Detection Methods for CVE-2026-5760
Indicators of Compromise
- Unusual subprocess spawning from SGLang server processes
- Suspicious network connections originating from the SGLang application
- Unexpected file system modifications in directories accessible to the SGLang process
- Anomalous model files containing complex or obfuscated Jinja2 template syntax
Detection Strategies
- Monitor for suspicious Jinja2 template patterns in model configuration files, particularly those containing Python object traversal syntax (e.g., __class__, __mro__, __subclasses__, __globals__)
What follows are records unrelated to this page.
Issue #1874, opened 2019-05-24
Retrieve bid/ask/last price in the strategy


yperfanov:
I need to check if the current price is not to far from the level when the signal was generated. There could be big differences especially when trading on a higher time frame(30m, 1h, 1d).
So how I am supposed to retrieve and check the current bid/ask/last price in the strategy?

xmatthias:
Currently the last tick price is not available to the strategy.

yperfanov:
I made it work for the best bid and ask. It took me time to find out that the strategy has a DataProvider field, but after that was easy.
So I implemented the orderbook() method in /freqtrade/data/dataprovider.py as follows:
```python
    def orderbook(self, pair: str, max: int):
        """
        return latest orderbook data
        """
        return self._exchange.get_order_book(pair, max)
```
Then in the strategy whenever I need it (in my case in populate_buy_trend()) I do:
```python
      ob = self.dp.orderbook(metadata['pair'], 1)
      top_bid = ob['bids'][0][0] # best bid
```

hroff-1902:
would you make a pull request with this enhancement?

hroff-1902:
Closing it as the pull request implementing the enhancements was successfully merged.

PR #1901, opened 2019-06-02
Bid ask strategy

yperfanov:
## Summary
Orderbook available in the strategy.

Solve the issue: #1874

## What's new?
1. Implemented freqtrade/data/dataprovider.py ordebook() method.
2. Added commented example how to use it to retrieve best bid and ask in user_data/strategies/test_strategy.py.

### DIFF
--- a/user_data/strategies/test_strategy.py
+++ b/user_data/strategies/test_strategy.py
@@ -253,6 +253,15 @@ class TestStrategy(IStrategy):
         dataframe['ha_low'] = heikinashi['low']
         """
 
+	# Retrieve best bid and best ask
+        # ------------------------------------
+        """
+        ob = self.dp.orderbook(metadata['pair'], 1)
+        print(ob)
+        dataframe['best_bid'] = ob['bids'][0][0]
+        dataframe['best_ask'] = ob['asks'][0][0]
+        """
+
         return dataframe
 
     def populate_buy_trend(self, dataframe: DataFrame, metadata: dict) -> DataFrame:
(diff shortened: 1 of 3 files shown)


xmatthias:
Great :+1: 

It would be great to have this documented [here](
https://github.com/freqtrade/freqtrade/blob/develop/docs/strategy-customization.md#additional-data-dataprovider)

Note that in the strategy, i would always advise to check if `self.dp` is available.

user_data/strategies/test_strategy.py
```diff
@@ -253,6 +253,15 @@ def populate_indicators(self, dataframe: DataFrame, metadata: dict) -> DataFrame
         dataframe['ha_low'] = heikinashi['low']
         """
 
+	# Retrieve best bid and best ask
+        # ------------------------------------
+        """
+        ob = self.dp.orderbook(metadata['pair'], 1)
+        print(ob)
```
hroff-1902: Super, thanks!

This print() should be commented out for merging to the freqtrade codebase.
Or removed.

xmatthias:
yes but the existing section 5 lines above the new one also uses this format. Also it's a comment / documentation section, so i wouldn't see this too critical.

hroff-1902:
> yes but the existing section 5(ish) lines above the new one also uses this format. Also it's a comment / documentation section, so i wouldn't see this too critical.

Sure, LGTM 👍 
(How to change the 'type' of the review comment above from 'request changes' to 'approve'?)

xmatthias:
i think you can approve when you go to the files-section again ... but you can't change the previous review.

hroff-1902:
> i think you can approve when you go to the files-section again ... but you can't change the previous review.

How's life complicated... :sarcasm

PR #2108, opened 2019-08-07
Added jupyter notebook example and doc edits

jraviotta:
## Summary
Adds a sample jupyter notebook and documentation for use.

## Quick changelog

- Edited docs/data-analysis.md for clarity and conformity with example
- Added sample notebook
- Included jupyter in setup.py and environment.yml

### DIFF
--- a/docs/data-analysis.md
+++ b/docs/data-analysis.md
@@ -42,6 +42,9 @@ import os
 from freqtrade.data.history import load_pair_history
 from freqtrade.resolvers import StrategyResolver
 
+# You can override strategy settings as demonstrated below.
+# Customize these according to your needs.
+
 # Define some constants
 ticker_interval = "5m"
 # Name of the strategy class
@@ -66,7 +69,7 @@ bt_data = load_pair_history(datadir=Path(data_location),
                             pair=pair)
 
 # Confirm success
-print("Loaded " + str(len(bt_data)) + f" rows of data for {pair} from {data_location}")
+print(f"Loaded {len(bt_data)} rows of data for {pair} from {data_location}")
 ```
 
 ### Load and run strategy  
--- a/docs/data-analysis.md
+++ b/docs/data-analysis.md
@@ -2,11 +2,33 @@
 
 You can analyze the results of backtests and trading history easily using Jupyter notebooks. A sample notebook is located at `user_data/notebooks/analysis_example.ipynb`. For usage instructions, see [jupyter.org](https://jupyter.org/documentation).
 
+## Example snippets
+
+### Load backtest results into a pandas dataframe
+
+```python
+# Load backtest results
+df = load_backtest_data("user_data/backtest_data/backtest-result.json")
+
+# Show value-counts per pair
+df.groupby("pair")["sell_reason"].value_counts()
+```
+
+### Load live trading results into a pandas dataframe
+
+``` python
+# Fetch trades from database
+df = load_trades_from_db("sqlite:///tradesv3.sqlite")
+
+# Display results
+df.groupby("pair")["sell_reason"].value_counts()
+```
+
 ## Strategy debugging example
 
 Debugging a strategy can be time-consuming. FreqTrade offers helper functions to visualize raw data.
 
-### Import requirements and define variables used in the script
+### Import requirements and define variables used in analyses
 
 ```python
 # Imports
@@ -47,12 +69,6 @@ print("Loaded " + str(len(bt_data)) + f" rows of data for {pair} from {data_loca
 ### Load and run strategy  
 
 * Rerun each time the strategy file is changed
-* Display the trade details. Note that using `data.head()` would also work, however most indicators have some "startup" data at the top of the dataframe.
-
-Some possible problems:
-
-* Columns with NaN values at the end of the dataframe
-* Columns used in `crossed*()` functions with completely different units
 
 ```python
 # Load strategy using values set above
@@ -60,33 +76,31 @@ strategy = StrategyResolver({'strategy': strategy_name,
                             'user_data_dir': user_data_dir,
                             'strategy_path': strategy_location}).strategy
 
-# Run strategy (just like in backtesting)
+# Generate buy/sell signals using strategy
 df = strategy.analyze_ticker(bt_data, {'pair': pair})
+```
 
+### Display the trade details
+
+* Note that using `data.head()` would also work, however most indicators have some "startup" data at the top of the dataframe.
+
+#### Some possible problems
+
+* Columns with NaN values at the end of the dataframe
+* Columns used in `crossed*()` functions with completely different units
+
+#### Comparison with full backtest
+
+having 200 buy signals as output for one pair from `analyze_ticker()` does not necessarily mean that 200 trades will be made during backtesting.
+
+Assuming you use only one condition such as, `df['rsi'] < 30` as buy condition, this will generate multiple "buy" signals for each pair in sequence (until rsi returns > 29).
+The bot will only buy on the first of these signals (and also only if a trade-slot ("max_open_trades") is still available), or on one of the middle signals, as soon as a "slot" becomes available.
+
+```python
 # Report results
 print(f"Generated {df['buy'].sum()} buy signals")
 data = df.set_index('date', drop=True)
 data.tail()
-```
-
-### Load backtest results into a pandas dataframe
-
-```python
-# Load backtest results
-df = load_backtest_data("user_data/backtest_data/backtest-result.json")
-
-# Show value-counts per pair
-df.groupby("pair")["sell_reason"].value_counts()
-```
-
-### Load live trading results into a pandas dataframe
-
-``` python
-# Fetch trades from database
-df = load_trades_from_db("sqlite:///tradesv3.sqlite")
-
-# Display results
-df.groupby("pair")["sell_reason"].value_counts()
 ```
 
 Feel free to submit an issue or Pull Request enhancing this document if you would like to share ideas on how to best analyze the data.
--- a/docs/data-analysis.md
+++ b/docs/data-analysis.md
@@ -2,6 +2,8 @@
 
 You can analyze the results of backtests and trading history easily using Jupyter notebooks. A sample notebook is located at `user_data/notebooks/analysis_example.ipynb`. For usage instructions, see [jupyter.org](https://jupyter.org/documentation).
 
+*Pro tip - Don't forget to start a jupyter notbook server from within your conda or venv environment or use [nb_conda_kernels](https://github.com/Anaconda-Platform/nb_conda_kernels)*
+
 ## Example snippets
 
 ### Load backtest results into a pandas dataframe
--- a/docs/data-analysis.md
+++ b/docs/data-analysis.md
@@ -1,164 +1,92 @@
 # Analyzing bot data
 
-After performing backtests, or after running the bot for some time, it will be interesting to analyze the results your bot generated.
+You can analyze the results of backtests and trading history easily using Jupyter notebooks. A sample notebook is located at `user_data/notebooks/analysis_example.ipynb`. For usage instructions, see [jupyter.org](https://jupyter.org/documentation).
 
-A good way for this is using Jupyter (notebook or lab) - which provides an interactive environment to analyze the data.
+## Strategy debugging example
 
-The following helpers will help you loading the data into Pandas DataFrames, and may also give you some starting points in analyzing the results.
+Debugging a strategy can be time-consuming. FreqTrade offers helper functions to visualize raw data.
 
-## Strategy development problem analysis
-
-Debugging a strategy (are there no buy signals, ...) can be very time-consuming.
-FreqTrade tries to help you by exposing a few helper-functions, which can be very handy.
-
-It's recommended using Juptyer Notebooks for analysis, since it offers a dynamic way to rerun certain parts of the code.
-
-The following is a full code-snippet, which will be explained by both comments, and step by step below.
+### Import requirements and define variables used in the script
 
 ```python
-# Some necessary imports
+# Imports
 from pathlib import Path
-
+import os
 from freqtrade.data.history import load_pair_history
 from freqtrade.resolvers import StrategyResolver
+from freqtrade.data.btanalysis import load_backtest_data
+from freqtrade.data.btanalysis import load_trades_from_db
+
 # Define some constants
-ticker_interval = "5m"
-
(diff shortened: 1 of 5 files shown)


environment.yml
```diff
@@ -37,6 +37,7 @@ dependencies:
   - coveralls
   - mypy
   # Useful for jupyter
+  - jupyter
```
xmatthias: i am currenly "doubtful" about this, since it can fit a workstyle, or it can't:

I'm not sure if `environment.yml` offers some kind of "optional dependencies" ... but i guess this would be a good candidate for this.

The way i use jupyter is to have one central jupyter installation (in `base` - when using conda) - and add the different environments as interpreters to this central installation, so i only have one "full" jupyter installation (including all plugins and such), and the environments only have `ipykernel` installed.

Note: It's not something i object - but would like to discuss on what you think.

jraviotta: > it can fit a workstyle, or it can't:

Yes I agree. I also have a separate environment for my notebook server. Personally, I don't install Jupyter in any projects but I added it to the the installation manifests because I figured less technical users may be confused about that configuration and including it would increase the size of the environment but not impact memory unless the user launches the jupyter server.

I will defer to your decision about including the package.

docs/data-analysis.md
```diff
@@ -1,164 +1,92 @@
...
-
-The following is a full code-snippet, which will be explained by both comments, and step by step below.
+### Import requirements and define variables used in the script
 
 ```python
-# Some necessary imports
+# Imports
 from pathlib import Path
-
+import os
```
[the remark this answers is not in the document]
jraviotta: Thanks for pointing this out. I did not realize that Path was a better choice for concatenating paths. I'll refactor those variables with Path.

jraviotta:
> i guess you missed to add this file to the PR ... ?

Oops probably so. Also, what is the correct way to include package requirements using the project structure? I was guessing that new requirements go in `setup.py` and that the `.env` files are generated. Is that correct?

environment.yml
jraviotta: > I'm not sure if `environment.yml` offers some kind of "optional dependencies" ... but i guess this would be a good candidate for this.

As far as I know, Conda does not have concept of optional dependencies. Everything in `environment.yml` will be installed. If your want to support different environment specifications, you need different `environment.yml` files and then control which one is used with options in a setup script or documentation.

jraviotta:
> Note: when doing so, please add jupyter as "extras_require" ... i don't think it's needed on servers, so it should be optional.

I wonder if there is a better way to manage the multiple configurations of Freqtrade? There are many permutations among `venv`, `conda`, `docker`, local install, server installed, Raspberry Pi installed, where the `user_data` dir lives, whether to install development dependencies and more. the setup shell script has logic for many user choices, but more need to be added or the user needs to read the documentation and mentally run through a complex tree of if thans to figure out how and what to install. Do you have any inclination towards breaking this up into a more modular format? If so, how?

environment.yml
xmatthias: works for me 👍 , leave it in - as long as we don't use conda to install in docker it won't hurt.

xmatthias:
there is no `.env` file that is generated ... 

Note that once #2067 is merged, this should become clearer as we can configure a whole user-dir at once. I'll also want to move the default configurations to the user_data folder - but it's a slow, stepwise process - otherwise it's a pain/impossible to review, and error-prone.

using `extras_require` is a python packaging standard, which makes the package installable using `pip install -e .[all]` - or `pip install freqtrade[dev]`  once we're (correctly) on pip.

setup.sh shall not be required in the end and be removed ... at least that's my goal.

jraviotta:
I added jupyter to setup.py. let me know if I did that incorrectly. I wasn't sure what, if anything, the value for the key should be set to.

Also changed `os.path.join` to `Path`.

docs/data-analysis.md
```diff
@@ -1,164 +1,92 @@
...
+* Columns used in `crossed*()` functions with completely different units
+
+```python
+# Load strategy using values set above
+strategy = StrategyResolver({'strategy': strategy_name,
+                            'user_data_dir': user_data_dir,
+                            'strategy_path': strategy_location}).strategy
 
 # Run strategy (just like in backtesting)
 df = strategy.analyze_ticker(bt_data, {'pair': pair})
```
jraviotta: `analyze_ticker` does not export to `user_data/backtest_data/backtest-result.json` like the `Backtesting` class. Therefore, `df = load_backtest_data("user_data/backtest_data/backtest-result.json")` either fails or returns stale results.

What would you suggest?

xmatthias: well, `analyze_ticker()` is not a replacement for backtesting - the only thing it does is give you a dataframe with your indicators and buy/sell signals, so you can plot / analyze/ ....

I guess the comment "just like in backtesting" is misleading and maybe should be replaced with "populate indicators and buy/sell signals" - letme explain:

**example**
having 200 buy signals as output for one pair from `analyze_ticker()` (`assert df['buy'].sum() == 200`)  does not mean that 200 trades will be made during backtesting (unless --eps and --dmmp - the "unrealistic" flags) are used.

**Explanation:**
Assuming you use only one condition - `df['rsi'] < 30` as buy condition - this will generate multiple "buy" signals for each pair in sequence (until rsi returns > 29).
The bot will only buy on the first of these signals (and also only if a trade-slot ("max_open_trades") is still available), or on one of the middle signals, as soon as a "slot" becomes available.

We currently can't call backtesting from notebooks for a few reasons (it'll crash ...) - but i guess it's just a small step to enable that in the future.

setup.py
```diff
@@ -68,6 +68,8 @@
           'dev': all_extra,
           'plot': plot,
           'all': all_extra,
+          'jupyter': [],
```
xmatthias: this will not do anything ...
yes, it allows running `pip install -e .[jupyter]` - but won't install jupyter.
The correct syntax  is `<key>:[<additional packages to install>]`

```
'jupyter': ['jupyter'],
```

I'm not sure if "key" (the left side) should be replaced by "analysis" or something similar (`pip install freqtrade[plot,analysis]` vs. `pip install freqtrade[plot,jupyter]`) ... but i'll leave this up to you

jraviotta: Thanks for explaining. I see how that works. I added a section for useful packages for jupyter and keyed with 'jupyter'. I also added it to the all_extras list.

docs/data-analysis.md
jraviotta: This is ugly but works in a notebook:

```
import os
import freqtrade
import subprocess

# Configure cli command as a python list of strings
cmd = ['freqtrade', 
       '-c', Path(str(Path.home()),'.freqtrade/exchange-config.json'), 
       '-c', 'user_data/user_repo/config.json', 
       'backtesting', "--refresh-pairs-cached",
      "--timerange=-200",
      "--export", "trades",
      "--export-filename=user_data/backtest_data/backtest-result.json"
     ]

# Run command using subprocess
try:
    # If command succeeds capture output
    normal = subprocess.run(cmd,
        stdout=subprocess.PIPE, stderr=subprocess.PIPE,
        check=True,
        text=True)
except:
    # If command fails capture shell error instead of python error
    normal = subprocess.run(cmd,
        stdout=subprocess.PIPE, stderr=subprocess.PIPE,
        text=True)
    
# Print captured output
print(normal.stdout)
print(normal.stderr)
```

xmatthias: but it defeats the purpose of using a jupyter notebook in my eyes.
so while I'm sure it works, i'm not sure it's useful to have it documented that way, since it'll be quite confusing to users.

It's better to wait a bit and have the proper way working and documented (as import)

docs/data-analysis.md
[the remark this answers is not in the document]
xmatthias: Thanks for fixing this in the notebook. Would be great if you could add it to the documentation section too, so the 2 are aligned.

user_data/notebooks/analysis_example.ipynb
```diff
@@ -0,0 +1,240 @@
+{
```
xmatthias: The notebook works great.
3 minor things:
* the 2nd code cell (3rd cell overall) uses tabs as intention, while the rest of the notebook uses spaces.
This may lead to odd results if users start copy/pasting code around.
* I would not default interval to "1m" ... this interval is pretty unreliable on low-volume pairs, and causes a lot of "outdated ticker" in dry/live modes. "5m" is used as default throughout the bot - so i would use that here too.
* the last cell in the notebook should be markdown, not code.

docs/data-analysis.md
```diff
@@ -1,164 +1,106 @@
 # Analyzing bot data
 
-After performing backtests, or after running the bot for some time, it will be interesting to analyze the results your bot generated.
+You can analyze the results of backtests and trading history easily using Jupyter notebooks. A sample notebook is located at `user_data/notebooks/analysis_example.ipynb`. For usage instructions, see [jupyter.org](https://jupyter.org/documentation).
```
xmatthias: I think we should mention here to start the notebook-server from within the virtual environment, just to hop in front of questions that may arrise

docs/data-analysis.md
jraviotta: > It's better to wait a bit and have the proper way working and documented (as import)

I agree that introducing this to users would be confusing. Take a look at the example notebook to see how I proposed clarifying this issue until backtests can be run in a notebook.

docs/data-analysis.md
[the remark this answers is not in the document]
jraviotta: done

user_data/notebooks/analysis_example.ipynb
jraviotta: fixed

docs/data-analysis.md
jraviotta: done

docs/data-analysis.md
```diff
@@ -1,164 +1,108 @@
...
-# Location of the strategy
-strategy_location = '../xmatt/strategies'
-# Location of the data
-data_location = '../freqtrade/user_data/data/binance/'
-# Only use one pair here
-pair = "XRP_ETH"
-
-### End constants
+# Load backtest results
+df = load_backtest_data("user_data/backtest_data/backtest-result.json")
```
xmatthias: this section (and the following one about live-data) looks odd when looked at in the documentation (or within the file - it's not obvious in the github diff). 

it uses `load_backtest_data` without ever importing it. 
The imports are a few code-blocks below - but that's not obvious and forces users to jump up/down in this document.
i would either move this section below the imports, or keep the import in this code-block (it won't hurt and provides a simple copy/pasteable method if someone doesn't want to use the sample notebook).
My personal preference would be the latter ... so keeping the related import in this cell / code block.

docs/data-analysis.md
```diff
@@ -1,164 +1,108 @@
...
-# Show value-counts per pair
-df.groupby("pair")["sell_reason"].value_counts()
-
-```
-
-This will allow you to drill deeper into your backtest results, and perform analysis which otherwise would make the regular backtest-output very difficult to digest due to information overload.
+#### Comparison with full backtest
 
-If you have some ideas for interesting / helpful backtest data analysis ideas, please submit a Pull Request so the community can benefit from it.
+having 200 buy signals as output for one pair from `analyze_ticker()` does not necessarily mean that 200 trades will be made during backtesting.
```
xmatthias: That's a helpful mention :+1: users will benefit greatly from this i hope

docs/data-analysis.md
xmatthias: Yep, that description looks good :+1:

docs/data-analysis.md
```diff
@@ -1,164 +1,108 @@
...
 # Location of the data
-data_location = 'user_data/data/binance'
+data_location = Path(user_data_dir, 'data', 'binance')
+# Pair to analyze 
 # Only use one pair here
-pair = "XRP_ETH"
+pair = "BTC_USDT"
 ```
 
-This first section imports necessary modules, and defines some constants you'll probably need to adjust for your case.
```
xmatthias: I would keep more description about the codeblocks (especially the one requiring manual intervention) - yes, it's kind of documented in the code block - but at least me personally, I tend to copy/paste the codeblock "semi-blindly" at first and read the description between codeblocks - so quickly going through this i might miss that HERE i need to change something

docs/data-analysis.md
```diff
@@ -1,164 +1,108 @@
...
-                            ticker_interval = ticker_interval,
+                            ticker_interval=ticker_interval,
                             pair=pair)
-print(len(bt_data))
-```
 
-This second section loads the historic data and prints the amount of candles in the DataFrame.
-You can also inspect this dataframe by using `bt_data.head()` or `bt_data.tail()`.
+# Confirm success
+print("Loaded " + str(len(bt_data)) + f" rows of data for {pair} from {data_location}")
```
xmatthias: this is a very odd mixture of using f-strings and don't using them - i would prefer to be everything a f-string (which will also remove the need for "str()" ...

setup.py
```diff
@@ -25,7 +25,15 @@
     'pytest-random-order',
 ]
 
-all_extra = api + plot + develop
+jupyter = [
+    'jupyter',
+    'nbstripout',
+    'ipykernel',
+    'isort',
+    'yapf',
```
xmatthias: i don't think `yapf` (or any other formatter for that matter) is loaded to jupyter automatically (you'll need a plugin for that) ... so i don't think this should be installed with jupyter.
same with `isort` ..

docs/data-analysis.md
jraviotta: I see what you mean. I was trying to reflect the notebook cells in the documentation, but that doesn't exactly work, because the documentation page is not considered as a whole script the way a notebook page is.

I added the imports to the code cells in the documentation, for the first 2 snippets. But left the constants and imports together for the strategy analysis section. Also fixed a few other inconsistencies.

docs/data-analysis.md
jraviotta: Understood. I added a note to the block that requires customization.

docs/data-analysis.md
jraviotta: Indeed it is. I cleaned it up.

setup.py
jraviotta: Sure. I deleted them. I use them with nb extensions, but the user can figure that out if they choose to enable any extensions.

jraviotta:
> thanks for this, i hope many users will benefit!

No problem. Thanks for spending time coaching me. I appreciate the effort.

PR #2121, opened 2019-08-11
Allow comments in config files

hroff-1902:
...and trailing commas.

rapidjson allows this, it has corresponding parse_mode values.

A special test config file (`config_test_comments.json`) was added into the tests dir since I found it inappropriate to add those testing comments into `config_full.example.json` from the main dir.

(btw, `config_full.example.json` is the only file which is really loaded by the tests. Should not we also load in the tests the `config.json.example` after modifying it in the same manner as setup.py does?)

If accepted, TODO:
* [x] describe this in the docs.

### DIFF
--- a/docs/configuration.md
+++ b/docs/configuration.md
@@ -1,15 +1,24 @@
 # Configure the bot
 
-This page explains how to configure your `config.json` file.
+This page explains how to configure your configuration file.
 
-## Setup config.json
+Per default, the bot loads configuration from the `config.json` file located in the current working directory.
+You can change the configuration file used by the bot with the `-c/--config` option.
 
-We recommend to copy and use the `config.json.example` as a template
+If you used the [Quick start](installation.md/#quick-start) method for installing 
+the bot, the installation script should have already created the default configuration file (`config.json`) for you.
+
+We recommend you to copy and use the `config.json.example` as a template
 for your bot configuration.
 
-The table below will list all configuration parameters.
+The configuration file defines the set of configuration parameters for the bot written in the JSON format.
+Additionally, you may use one-line `// ...` and multi-line `/* ... */` comments.
 
-Mandatory Parameters are marked as **Required**.
+## Configuration parameters
+
+The table below will list all configuration parameters available.
+
+Mandatory parameters are marked as **Required**.
 
 |  Command | Default | Description |
 |----------|---------|-------------|
--- a/docs/configuration.md
+++ b/docs/configuration.md
@@ -1,18 +1,28 @@
 # Configure the bot
 
-This page explains how to configure your configuration file.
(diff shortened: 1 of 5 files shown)


xmatthias:
> (btw, config_full.example.json is the only file which is really loaded by the tests. Should not we also load in the tests the config.json.example after modifying it in the same manner as setup.py does?)

it's not setup.py but `setup.sh` which does these modifications (currently) - and setup.sh is not tested at all (that's one reason i don't like it).

> If accepted, TODO:

why not ... ? i'll have a play with it later today (hopefully) - but i don't see anything blocking assuming it works (which i'm sure it does).

hroff-1902:
> why would it not be accepted ... ?

Well, you could say, for example, that json standard is json standard and config should strictly follow it...

xmatthias:
well, technically yes - but i trip upon trailing commas myself every now and then ...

- Implement network-level monitoring for outbound connections from SGLang servers to unexpected destinations
- Deploy endpoint detection rules to identify process injection or child process spawning from the SGLang application
Monitoring Recommendations
- Enable detailed logging for all requests to the /v1/rerank endpoint
- Implement file integrity monitoring for model directories and tokenizer configuration files
- Configure alerts for process execution patterns indicative of command injection exploitation
How to Mitigate CVE-2026-5760
Immediate Actions Required
- Review all loaded model files for suspicious tokenizer.chat_template content
- Restrict network access to the /v1/rerank endpoint to trusted sources only
- Implement model file validation and integrity checking before loading
- Consider disabling the reranking endpoint if not actively required
Patch Information
Organizations should monitor the SGLang project for security updates that implement sandboxed Jinja2 template rendering. The fix should involve replacing jinja2.Environment() with jinja2.sandbox.SandboxedEnvironment() or implementing equivalent protections. Review the CERT Vulnerability Advisory for official guidance and updated patch information.
Workarounds
- Deploy a web application firewall (WAF) to filter requests to the /v1/rerank endpoint
- Implement strict model file provenance controls, only loading models from verified and trusted sources
- Run SGLang in a containerized environment with restricted capabilities and network isolation
- Apply principle of least privilege to the SGLang process, limiting its access to system resources
# Example: Restricting network access to rerank endpoint with iptables
iptables -A INPUT -p tcp --dport 8080 -m string --string "/v1/rerank" --algo kmp -j DROP
# Note: Adjust port and rules based on your deployment configuration
Disclaimer: This content was generated using AI. While we strive for accuracy, please verify critical information with official sources.